GCC states should reduce spending growth, says IMF

REUTERS

DUBAI

MOST Arab oil exporting countries in the Gulf should plan to reduce growth in government spending to make their budgets more sustainable, as their combined surplus could turn into a deficit around 2017, the International Monetary Fund said on Monday.

“While expansionary fiscal policies helped the region weather the global financial crisis, given the healthy economic expansion currently underway, the need for continued fiscal stimulus is diminishing,” the IMF said in a report.

“Most Gulf Cooperation Council (GCC) countries should therefore plan to reduce the growth rate in government expenditure in the period ahead,” it said.

In 2011, total state spending in the six GCC economies — Saudi Arabia, the United Arab Emirates, Kuwait, Qatar, Oman and Bahrain — jumped by some 20 percent in dollar terms, the IMF said.
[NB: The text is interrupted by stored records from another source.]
PR #357, opened 2020-07-06
Replace red baron with python ast

EmilyBourne:
In this PR redbaron the python parser is removed and  replaced with the  built-in Python ast parser.
The Python ast does not parse comments , so we extend the parsed ast by inserting the comments in it .
this list of changes have also been made:
- remove the imports preprocessing and move that to the semantic's stage.
- change the `change_priority`  function  to only put parenthesis in the right place because the python ast already has the right ordering.


pyccel/parser/utilities.py
```diff
@@ -91,7 +93,7 @@ def accelerator_statement(stmt, accel):
     """
     assert(accel in ['omp', 'acc'])
 
-    if not isinstance(stmt, CommentNode): None
+    if not isinstance(stmt, CommentLine): None
```
EmilyBourne, line 96: These statements do nothing. Are they supposed to be:
`if not isinstance(stmt, CommentLine): `return None?

saidctb: they should return something

EmilyBourne:
When working on this branch the method used is:
- run the tests
- pick a failing test
- fix the test
- repeat
This method will allow us to identify the functions that haven't been touched and see if they need removing or if we need to add a test for that syntax

Currently methods that still need to be looked at include:
- with (tests/codegen/fcode/scripts/context.py, tests/preprocess/scripts/omp.py)
- ternary operator  (is this tested?)
- lambdas              (is this still tested?)
- tuple unpacking  (tests/epyccel/modules/tuples.py)
- generators           (is this tested?)
- continue              (not tested?)
- comprehension   (?)
- DotProxyList <-> ast.Attribute   (To discuss)

EmilyBourne:
Python ast does not preserve parentheses. The importance of the operators is stored in the ordering. We must therefore reinsert the parentheses. This can be done in the `change_priority` function

pyccel/codegen/printing/pycode.py
```diff
@@ -78,7 +78,8 @@ def _print_FunctionDef(self, expr):
 
         decorators = expr.decorators
         if decorators:
-            for n,args in decorators.items():
```
yguclu, line 81: It looks like the original code was buggy. Was it working before?

EmilyBourne: Yes, it was. Redbaron has a decorator object which meant we could treat it separately, but python ast stores decorators as function calls, hence the need to change the way we manage this loop

pyccel/ast/utilities.py
```diff
@@ -172,69 +172,57 @@ def builtin_function(expr, args=None):
 
     return None
 
+
 # TODO add documentation
-builtin_import_registery = ('numpy', 'numpy.linalg', 'numpy.random', 'scipy.constants', 'itertools', 'math', 'pyccel.decorators')
+builtin_import_registery = {'numpy': {**numpy_functions, **numpy_constants, 'linalg':numpy_linalg_functions, 'random':numpy_random_functions},
+        'numpy.linalg': numpy_linalg_functions,
+        'numpy.random': numpy_random_functions,
```
yguclu, line 179: Aren't these, in practice, a repetition of the keys below?
```
builtin_import_registery['numpy']['linalg']
builtin_import_registery['numpy']['random']
```

pyccel/parser/syntactic.py
```diff
@@ -229,24 +194,41 @@ def _visit(self, stmt):
         cls = type(stmt)
         syntax_method = '_visit_' + cls.__name__
         if hasattr(self, syntax_method):
-            return getattr(self, syntax_method)(stmt)
+            self._scope.append(stmt)
+            result = getattr(self, syntax_method)(stmt)
+            self._scope.pop()
+            return result
```
yguclu, line 200: Why is it necessary to append `stmt` to `self._scope` in order to visit `stmt`?

pyccel/parser/syntactic.py
```diff
@@ -385,191 +340,256 @@ def _visit_NoneType(self, stmt):
...
+        return stmt
 
-    def _visit_StringNode(self, stmt):
-        val =  stmt.value
-        if isinstance(stmt.parent,(RedBaron, DefNode)):
+    def _visit_Str(self, stmt):
+        val =  stmt.s
+        if isinstance(self._scope[-2], ast.Expr):
             return CommentBlock(val)
         return String(val)
```
yguclu, line 349: Quoting the python ast documentation (https://docs.python.org/dev/library/ast.html#node-classes)

> Changed in version 3.8: Class ast.Constant is now used for all constants.

> Deprecated since version 3.8: Old classes ast.Num, ast.Str, ast.Bytes, ast.NameConstant and ast.Ellipsis are still available, but they will be removed in future Python releases. In the meantime, instantiating them will return an instance of a different class.

So it looks like we should use `ast.Constant` and then check its value. What is our strategy for supporting multiple Python 3 versions in the future?

yguclu: Sorry, I have just realized that indeed we have a `_visit_Constant` function starting at line 419. Well done!

pyccel/parser/syntactic.py
```diff
@@ -203,21 +182,7 @@ def parse(self, verbose=False):
...
-
-            return List(*ls, sympify=False)
-        elif isinstance(stmt, (tuple, TupleNode)):
-            return PythonTuple(*ls)
-        else:
-            return Tuple(*ls, sympify=False)
+        return [self._visit(i) for i in stmt]
 
     def _visit(self, stmt):
         """Creates AST from FST."""
```
yguclu, line 188: Should this docstring read "Create Sympy AST from Python FST?"

pyccel/parser/syntactic.py
```diff
@@ -385,191 +340,256 @@ def _visit_NoneType(self, stmt):
...
-        return repr(stmt)
+        return stmt
 
-    def _visit_StringNode(self, stmt):
-        val =  stmt.value
-        if isinstance(stmt.parent,(RedBaron, DefNode)):
+    def _visit_Str(self, stmt):
+        val =  stmt.s
+        if isinstance(self._scope[-2], ast.Expr):
             return CommentBlock(val)
```
saidctb, line 348: why don't we use `get_docstring` function from the `ast` module ?
see here https://docs.python.org/3.5/library/ast.html#ast.get_docstring

pyccel/ast/utilities.py
EmilyBourne: Not quite. This handles the syntax
```
import numpy

numpy.linalg.func
```

Whereas the standard method handles 
```
import numpy.linalg as mod 
```

Maybe we could handle this differently to avoid repetition

pyccel/parser/syntactic.py
EmilyBourne: Sometimes it is useful to know the parent or grandparent of the object being visited. This information is not available from the python ast. This was the easiest way to collect it

pyccel/parser/extend_tree.py
```diff
@@ -0,0 +1,245 @@
...
+        super().__init__()
+        self.s = s
+        self.lineno     = lineno
+        self.col_offset = col_offset
+
+class CommentMultiLine(CommentLine):
+    """"New AST node representing a multi-line comment"""
+
+
+def get_comments(code):
```
yguclu, line 26: Can we have a proper docstring with `Parameters` and `Returns`?

Same comment for the other functions in this module...

yguclu:
I wonder if it could be beneficial to perform the syntactic stage exclusively at the Python AST level, by extending [ast.AST](https://docs.python.org/dev/library/ast.html#ast.AST) nodes and maybe using a subclass of [ast.NodeTransformer](https://docs.python.org/dev/library/ast.html#ast.NodeTransformer) to perform the necessary changes.

A tree of `PyccelASTNodes` would then be our intermediate representation, and it could be introduced at the semantic stage.

pyccel/ast/utilities.py
yguclu: I see. This is the fine distinction between (1) importing a sub-module and (2) getting its attributes later. The repetition is very little for now, but this may need to be improved in the future.

pyccel/parser/syntactic.py
yguclu: I am a little surprised that we need the parent or the grandparent during the syntactic stage. Could you give me an example?

EmilyBourne: Eg  a string in an expression is a comment block but a string in an assignment is a string. I believe there's one other example but I won't be able to check until Thursday

pyccel/parser/syntactic.py
EmilyBourne: I didn't realise this function existed. Does it still work if there is more than one comment block? (Ie if a docstring is used as a comment block rather than as an actual doc string?

pyccel/parser/syntactic.py
yguclu: I see, thanks!

pyccel/parser/syntactic.py
saidctb: it won't work , I think this way is better

pyccel/parser/extend_tree.py
yguclu: Anyway, we should merge this important PR now and leave minor improvements for later.

saidctb:
> I wonder if it could be beneficial to perform the syntactic stage exclusively at the Python AST level, by extending [ast.AST](https://docs.python.org/dev/library/ast.html#ast.AST) nodes and maybe using a subclass of [ast.NodeTransformer](https://docs.python.org/dev/library/ast.html#ast.NodeTransformer) to perform the necessary changes.
> 
> A tree of `PyccelASTNodes` would then be our intermediate representation, and it could be introduced at the semantic stage.

so you want us to create new Nodes that extends `ast.AST`  and use the `ast.NodeTransformer `  to create our new Ast ?

yguclu:
> > I wonder if it could be beneficial to perform the syntactic stage exclusively at the Python AST level, by extending [ast.AST](https://docs.python.org/dev/library/ast.html#ast.AST) nodes and maybe using a subclass of [ast.NodeTransformer](https://docs.python.org/dev/library/ast.html#ast.NodeTransformer) to perform the necessary changes.
> > A tree of `PyccelASTNodes` would then be our intermediate representation, and it could be introduced at the semantic stage.
> 
> so you want us to create new Nodes that extends `ast.AST` and use the `ast.NodeTransformer ` to create our new Ast ?

Not quite, I was thinking of using `ast.AST` nodes at the syntactic stage (we only need to create a few classes for annotations, pragmas, etc) and then creating a new tree of `PyccelAstNodes` in a single pass during the semantic stage (which would stay the same as now). But we'll discuss about it later.

yguclu:
This PR is able to merge, as soon as a suitable commit message is provided in its description.

pyccel/parser/syntactic.py
EmilyBourne: I don't know. Maybe 'create pyccel ast from python ast'?

I'm not clear on the difference between ast and fst.
I'm not sure how many of the results are still stored in sympy objects. I think it might be a mixture of pyccel and sympy ast still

The governments were responding to unrest in the Middle East by boosting social spending.

The GCC’s combined fiscal surplus reached 13 percent of gross domestic product last year, the IMF estimated, and it is projected to remain at roughly that level this year.
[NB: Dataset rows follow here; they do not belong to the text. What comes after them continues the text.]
Issue #360, opened 2020-07-13
Handle functions with multiple return statements


yguclu:
When a function contains multiple return statements, Pyccel only works if all of these are in the form `return x` and `x` is the same variable. Hence this example works
```
@types('int')
def non_negative(i):
    if i < 0:
        x = False
        return x
    else:
        x = True
        return x
```
but we would like to rewrite it as
```
@types('int')
def non_negative(i):
    if i < 0:
        return False
    else:
        return True
```
which raises an error at the annotation (semantic) stage.

This issue is due to the fact that Pyccel generates a result variable with a random name, which is different for each return statement. Instead it should generate this variable only once in the function, so that its name is unique.

PR #361, opened 2020-07-14
fix issue 360

saidctb:
Fix issue #360 (handle function with multiple return statements).
The following changes were made:
- create new return variable if returned expressions are not variables or have different names
- handle the recursivity of a function in `FunctionCall` instead of `get_function`


tests/epyccel/test_epyccel_functions.py
```diff
@@ -191,6 +191,31 @@ def f10(x):
...
+    def ackermann(m, n):
+        if m == 0:
+            return n + 1
+        elif n == 0:
+            return ackermann(m - 1, 1)
+        else:
+            return ackermann(m - 1, ackermann(m, n - 1))
+
+    f = epyccel(ackermann)
+    assert abs(f(2,3)-ackermann(2,3))<1e-16
```
yguclu, line 205: The two results should be exactly identical, as they are integer numbers...

EmilyBourne:
This looks like it works and simplifies what we have.
You might want to add a test where 2 different variables are returned. Eg 
```
@types('int,int')
def get_min(a, b)
    if a<b:
        return a
   else:
       return b
```
The tests so far only manage expressions.

Is this not a fortran problem though rather than a pyccel problem?
I thought we wanted to keep fortran modifications in thé fortran codegen? Or is this OK as it will still work in C?

pyccel/parser/syntactic.py
```diff
@@ -770,6 +757,16 @@ def _visit_FunctionDef(self, stmt):
         if 'private' in decorators.keys():
             is_private = True
 
+        returns = [i.expr for i in _atomic(body, cls=Return)]
+        assert all(len(i) == len(returns[0]) for i in returns)
+        returns = list(zip(*returns))
+        results = []
+        for i in returns:
+            if not all(i[0]==j for j in i) or not isinstance(i[0], Symbol):
```
yguclu, line 765: I am not sure I understand what this loop is doing, after you redefined `returns` as a list of tuples. Is `i` a tuple that contains all the expressions that have the same position in the return statements?

By they way, there is no need to redefine `returns` on line 762 (which is confusing), instead you can simply write
```
for i in zip(*returns):
    ...
```

saidctb:
> This looks like it works and simplifies what we have.
> You might want to add a test where 2 different variables are returned. Eg
> 
> ```
> @types('int,int')
> def get_min(a, b)
>     if a<b:
>         return a
>    else:
>        return b
> ```
> 
> The tests so far only manage expressions.
> 
> Is this not a fortran problem though rather than a pyccel problem?
> I thought we wanted to keep fortran modifications in thé fortran codegen? Or is this OK as it will still work in C?

 yes it's a Fortran problem but we can also recover the original statement if we want to print a high level code like Python or Julia

pyccel/parser/syntactic.py
saidctb: the answer is yes

yguclu:
I also agree with @EmilyBourne on the fact that we should add a few more unit tests.

tests/epyccel/test_epyccel_functions.py
saidctb: fixed

saidctb:
> Very well done! I have experimented a bit with this branch and it seems to work very nicely. I have found a couple of issues, though.
> 
> I don't know it this is related to this PR, but the following function cannot be pyccelized because of an error at the shared library generation stage:
> 
> ```
> @types('int', 'int', 'bool')
> def choose_first(x, y, verbose=False):
>     if verbose:
>         print('Choose x')
>         return x
>     else:
>         return x
> ```
> 
> Moreover, it appears that the generated Fortran subroutine is declared as `recursive`, but this could be a more general issue.

ah no , it's actually related to this issue , this must be fixed

yguclu:
To simplify things further, let's consider the Python function
```
@types('int', 'int')
def first(x, y):
    return x
``` 
Pyccel translates it to the Fortran procedure
```
recursive  subroutine first(x, y) 

implicit none
integer(kind=8), intent(inout)  :: x 
integer(kind=8), value  :: y

return
end subroutine
```
which is wrong on three accounts:
1. It should not be `recursive`;
2. It should be a function, not a subroutine;
3. There should be no `intent(inout)` arguments.

Instead, the correct Fortran code is
```
function first(x, y) result(r)

implicit none
integer(kind=8), value :: x 
integer(kind=8), value :: y
integer(kind=8) :: r

r = x
return
end function
```
Is it possible to fix at least some of these problems within this pull request?

saidctb:
> To simplify things further, let's consider the Python function
> 
> ```
> @types('int', 'int')
> def first(x, y):
>     return x
> ```
> 
> Pyccel translates it to the Fortran procedure
> 
> ```
> recursive  subroutine first(x, y) 
> 
> implicit none
> integer(kind=8), intent(inout)  :: x 
> integer(kind=8), value  :: y
> 
> return
> end subroutine
> ```
> 
> which is wrong on three accounts:
> 
>     1. It should not be `recursive`;
> 
>     2. It should be a function, not a subroutine;
> 
>     3. There should be no `intent(inout)` arguments.
> 
> 
> Instead, the correct Fortran code is
> 
> ```
> function first(x, y) result(r)
> 
> implicit none
> integer(kind=8), value :: x 
> integer(kind=8), value :: y
> integer(kind=8) :: r
> 
> r = x
> return
> end function
> ```
> 
> Is it possible to fix at least some of these problems within this pull request?

yes it should be possible to fix them all

yguclu:
We just need a commit message, as usual...

PR #362, opened 2020-07-15
Speed up Travis CI on macOS

yguclu:


yguclu:
I had to remove all commits, and commit again all changes one by one in order to see the timings on Travis.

But the leap in spending lifted the oil price levels needed to balance budgets to record highs, making the countries more vulnerable to a downturn.

Oil export receipts account for over 80 percent of government revenue in the region.
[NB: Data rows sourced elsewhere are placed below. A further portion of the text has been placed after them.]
Issue #363, opened 2020-07-16
Allocation with a random shape


saidctb:
this example illustrate the bug.
```
def f(): 
    import numpy as np 
    a = np.zeros(np.random.randint(23)) 
    print(a) 
```

EmilyBourne:
When testing this code I receive the following error:
```
ERROR at annotation (semantic) stage
pyccel: [semantic] 
 |fatal: [3,4]| Could not find randint in imported module np.random (np.random.randint)
```

Indeed, although rand and random are available `randint` does not seem to be implemented yet. The problem is therefore unrelated to the allocation

saidctb:
> When testing this code I receive the following error:
> 
> ```
> ERROR at annotation (semantic) stage
> pyccel: [semantic] 
>  |fatal: [3,4]| Could not find randint in imported module np.random (np.random.randint)
> ```
> 
> Indeed, although rand and random are available `randint` does not seem to be implemented yet. The problem is therefore unrelated to the allocation

I didn't check if `randint` was there , but I know that the shape stored will be wrong because it will be a call to the `randint` function which will give a different number each time

EmilyBourne:
I have added `randint`. The example that you provided works however if you try to use the shape of the object then you are right we do run into trouble.

From the following code:
```
def f():
    import numpy as np
    a = np.zeros(np.random.randint(23))
    b = np.shape(a)
    c = np.zeros_like(a)
```

The following fortran code is generated:
```
module test

implicit none




contains

!........................................
subroutine f()

  implicit none
  real(kind=8), allocatable  :: a (:)
  integer(kind=8)  :: b (0:1_8-1)
  real(kind=8), allocatable  :: c (:)
  real(kind=8)  :: Dummy_4258
  real(kind=8)  :: Dummy_4338
  real(kind=8)  :: Dummy_4273


  call random_number(Dummy_4258)

  allocate(a(0:floor(23_8 * Dummy_4258, kind=8) - 1_8))
  a = 0.0
  call random_number(Dummy_4338)

  b = [floor(23_8 * Dummy_4338, kind=8)]
  call random_number(Dummy_4273)

  allocate(c(0:floor(23_8 * Dummy_4273, kind=8) - 1_8))
  c = 0.0
end subroutine
!........................................

end module
```

The random expression is therefore reused. When the shape of an array is not an integer we should use NumpyArrayShape to avoid calling functions multiple times

EmilyBourne:
[...]

PR #364, opened 2020-07-16
Add numpy randint

EmilyBourne:
Add numpy's randint function and ensure that the shape of arrays initialised with one of numpy's X_like functions is correct

- Add NumpyRandInt class
- Add tests for NumpyRandInt
- Add error test to ensure neat error is correctly raised when generating an array with randint in fortran
- Use the same process_dtype method for all numpy functions where dtype can be specified
- Move PyccelArraySize to ast/core.py by removing Array special case. Initialise Variable shape with PyccelArraySize when it is unknown or non-constant. Fixes issue #363
- Add tests for issue #363
- Create 'alloc_shape' property of Variable to declare stack arrays correctly (shape is known by the initialisation function (e.g. Zeros) otherwise)


pyccel/ast/numpyext.py
```diff
@@ -76,8 +80,8 @@
     'Ones',
     'OnesLike',
     'Product',
-    'PyccelArraySize',
     'Rand',
+    'RandInt',
```
yguclu, line 84: I think at some point we will want that every class in the `numpyext` module has a name starting with "Numpy". So it may be best to call this new class `NumpyRandint`.

yguclu: Sorry for being pedantic.. can we have it with no capital "I"?

pyccel/codegen/printing/fcode.py
```diff
@@ -730,7 +730,25 @@ def _print_MathFloor(self, expr):
 
     def _print_NumpyFloor(self, expr):
         result_code = self._print_MathFloor(expr)
-        return 'real({})'.format(result_code)
+        if isinstance(expr.dtype, NativeInteger):
```
saidctb, line 733: numpy floor is always a real no ?, and also it doesn't take a complex

yguclu: Like every universal Numpy function, it takes a `dtype` optional argument: https://numpy.org/doc/stable/reference/ufuncs.html#optional-keyword-arguments

EmilyBourne: https://numpy.org/doc/stable/reference/generated/numpy.floor.html

No. Most of numpy's functions have an optional `dtype` kwarg. If this is not specified then numpy floor will return a real. However if it is specified then it will return whatever dtype is given. This dtype is unrelated to the arguments. Hence:
```
> import numpy as np
> np.floor(3.5, dtype=complex)
```
should return a complex(3.0, 0). It looks like there's a problem with this at the moment though https://stackoverflow.com/questions/47838306/getting-no-loop-matching-the-specified-signature-and-casting-error
I can't replicate the documented behaviour on my computer.

My reason for implementing this was simply so that I can get a randint using numpy floor to get the int, rather than using math floor which does not work for arrays. As it was it casts the result to a real and I would then need to cast back to an int

saidctb: you mean that we can do something like `np.floor(2.3, dtype='int')` ?

saidctb: In numpy1.18 it gives me an error

EmilyBourne: Sorry, you're right my link wasn't much use
http://numpy-discussion.10968.n7.nabble.com/floor-with-dtype-td44734.html
It seems that the dtype refers to the input and the output argument for some reason.

Can you think of another way to represent this for an array without double casting? Or do we need to have 2 implementations of floor, one for numpy's floor and one for randint?

saidctb: yes maybe we can use a floor for randint  alone

yguclu: So here is the situation:

> dtype
> >    New in version 1.6.
> >    Overrides the dtype of the calculation and output arrays. Similar to signature.

> signature
> >   Either a data-type, a tuple of data-types, or a special signature string indicating the input and output types of a ufunc. This argument allows you to provide a specific signature for the 1-d loop to use in the underlying calculation. If the loop specified does not exist for the ufunc, then a TypeError is raised. Normally, a suitable loop is found automatically by comparing the input types with what is available and searching for a loop with data-types to which all inputs can be cast safely. This keyword argument lets you bypass that search and choose a particular loop. A list of available signatures is provided by the types attribute of the ufunc object. For backwards compatibility this argument can also be provided as sig, although the long form is preferred. Note that this should not be confused with the generalized ufunc signature that is stored in the signature attribute of the of the ufunc object.

So `dtype` and `signature` allow to change the type of the input and output arrays, if the required type is actually allowed.

pyccel/ast/core.py
```diff
@@ -2367,6 +2368,10 @@ def process_shape(self, shape):
     def name(self):
         return self._name
 
+    @property
+    def alloc_shape(self):
+        return self._alloc_shape
+
```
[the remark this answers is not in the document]
EmilyBourne: It is the shape used for the allocation/declaration. If we take the following example:
```
import numpy as np
from pyccel.decorators import stack_array, types

@stack_array('a')
@types('int')
def f(n):
    a = np.ones(n)
    n = 10
    b = np.ones_like(a)
```
Then the shape of `a` needs to be saved as `(shape(a,0),)` as the expression describing it's shape is not constant. However as `a` is a stack array it's declaration needs to contain information about `n`

Similarly for the following example:
```
import numpy as np

def g():
    import numpy as np
    c = np.zeros(np.random.randint(23))
    d = np.zeros_like(c)
```
The allocation shape of `c` is the randint expression however the shape of `c` which is used whenever we manipulate it is `(shape(c,0),)`

In the second case the allocation shape of `c` is not actually necessary as the `Zeros` object has shape `(np.random.randint(23)` which is used for the allocation.

Maybe I should call `alloc_shape` -> `declare_shape` instead? It is only necessary for stack array objects whose shape is non-constant. This is important notably for all the f2py files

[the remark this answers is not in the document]
yguclu: So in your first example we have the following?
```
a.alloc_shape = (n, )
a.shape = (shape(a, 0), )

b.alloc_shape = (shape(a, 0), )
b.shape = (shape(b, 0), )
```
And you need `alloc_shape` for declaring the automatic Fortran arrays?

I am a little worried because such a declaration will be moved in the Fortran code to the declarations' section, so how can we ensure that the code is correct?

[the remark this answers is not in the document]
EmilyBourne: Yes exactly.
`alloc_shape` is needed for declaring stack arrays. In the case of a stack array (all f2py arrays) the declaration has the following form:
```
subroutine f(n)

  implicit none
  integer(kind=8), value  :: n
  real(kind=8)  :: a (0:n-1)
```
Thus the declaration (which has no knowledge of the expression used to initialise `a`) needs to have the information about `n`.

I agree that this is dangerous. I am not sure that we could declare `b` as a stack array by writing it this way. However the previous way led to b having the correct size only if it was a stack array.
I tried to avoid needing to create the `alloc_shape` variable but `stack_array`s were the one case where I couldn't work out how to.
The only other thing that I can think of is to create a `ConstantVariable` if a Variable is used to declare the size of a stack_array. This way we could be sure that it does not change afterwards and then we can feel free to use this in the shape.

Maybe we should discuss this this afternoon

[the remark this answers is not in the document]
yguclu: Sounds good. Further improvements do not belong to this PR anyway.

yguclu:
@EmilyBourne Could you add a line about `alloc_shape` in the PR description?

“Along with continued increases in government spending, fiscal and external surpluses are, with unchanged policies, projected to decline in 2013 and beyond, with the combined fiscal surplus turning to deficit around 2017,” the IMF said.

It noted that the outlook for oil prices was extremely uncertain.

“A rapid deterioration in the global economy could bring about developments similar to what the region experienced in 2009, including a sharp fall in oil prices and disruptions to capital flows,” the IMF said.

In a downside scenario, the IMF assumed a $30 oil price drop that started in 2013 and lasted through the medium term. “The GCC in aggregate would under the downside scenario go into deficit by 2014, and all GCC economies would run fiscal deficits by 2017,” it said.

Bahrain and Oman would stand out with budget deficits of 16 percent of GDP, but Saudi Arabia would also reach a double-digit deficit.

Most Gulf countries have used oil windfalls to build up their external assets, which would let them keep spending even if their budget balances turned negative.

“Although most GCC countries have sufficient savings to cushion even a sizeable shock, a prolonged drop in oil prices could test available buffers,” the IMF said.

Under its baseline scenario, the GCC’s combined, public external assets are projected to exceed $3 trillion by 2017; in the downside scenario, they would be $2.2 trillion but still above a projected $1.9 trillion at end-2012, the IMF said.

In 2011 those assets, which include sovereign wealth fund holdings and central bank reserves, were estimated at about $1.6 trillion or over 110 percent of GDP, the report showed.

The IMF also said further deleveraging and retrenchment by European banks, which have been hit by the sovereign debt crisis in their region, could lead to liquidity pressures in the GCC.

“A sharper scaling back of European banks from the GCC is likely to affect long maturity syndicated loans since they require more expensive long-term funding sources,” it said.

European bank claims on the GCC fell by about 2 percent from a year earlier in the first quarter of 2012. But the UAE and Qatar saw drops of 23 and 19 percent respectively in lending by euro area banks, the IMF said.